● RECORDS FOR THE EXERCISE:
# # #

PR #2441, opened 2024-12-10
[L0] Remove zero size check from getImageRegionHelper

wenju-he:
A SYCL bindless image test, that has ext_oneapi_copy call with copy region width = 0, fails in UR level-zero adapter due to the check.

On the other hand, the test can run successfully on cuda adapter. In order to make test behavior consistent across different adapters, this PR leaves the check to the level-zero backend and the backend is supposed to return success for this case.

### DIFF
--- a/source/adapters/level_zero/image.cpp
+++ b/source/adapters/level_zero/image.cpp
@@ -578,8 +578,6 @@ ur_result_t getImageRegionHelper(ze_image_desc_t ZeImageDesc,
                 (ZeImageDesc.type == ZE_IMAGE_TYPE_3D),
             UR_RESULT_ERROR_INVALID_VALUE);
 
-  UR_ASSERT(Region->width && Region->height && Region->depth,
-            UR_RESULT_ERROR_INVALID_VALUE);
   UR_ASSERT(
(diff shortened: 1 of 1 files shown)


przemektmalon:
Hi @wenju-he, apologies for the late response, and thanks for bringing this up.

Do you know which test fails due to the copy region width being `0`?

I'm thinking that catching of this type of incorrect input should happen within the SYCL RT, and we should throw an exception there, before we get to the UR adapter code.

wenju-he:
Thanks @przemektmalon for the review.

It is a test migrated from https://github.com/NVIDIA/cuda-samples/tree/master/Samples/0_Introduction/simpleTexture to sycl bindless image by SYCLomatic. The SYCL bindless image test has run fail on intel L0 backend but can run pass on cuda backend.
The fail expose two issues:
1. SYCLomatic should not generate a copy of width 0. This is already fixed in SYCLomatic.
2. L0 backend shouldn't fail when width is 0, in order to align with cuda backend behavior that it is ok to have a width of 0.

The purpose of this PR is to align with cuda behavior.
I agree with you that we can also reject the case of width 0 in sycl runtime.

# # #

● WORK ORDER:
Tally the lines of the listing in which the string "copy" appears, and state the tally alone.

● THE COMPLETED TASK:
3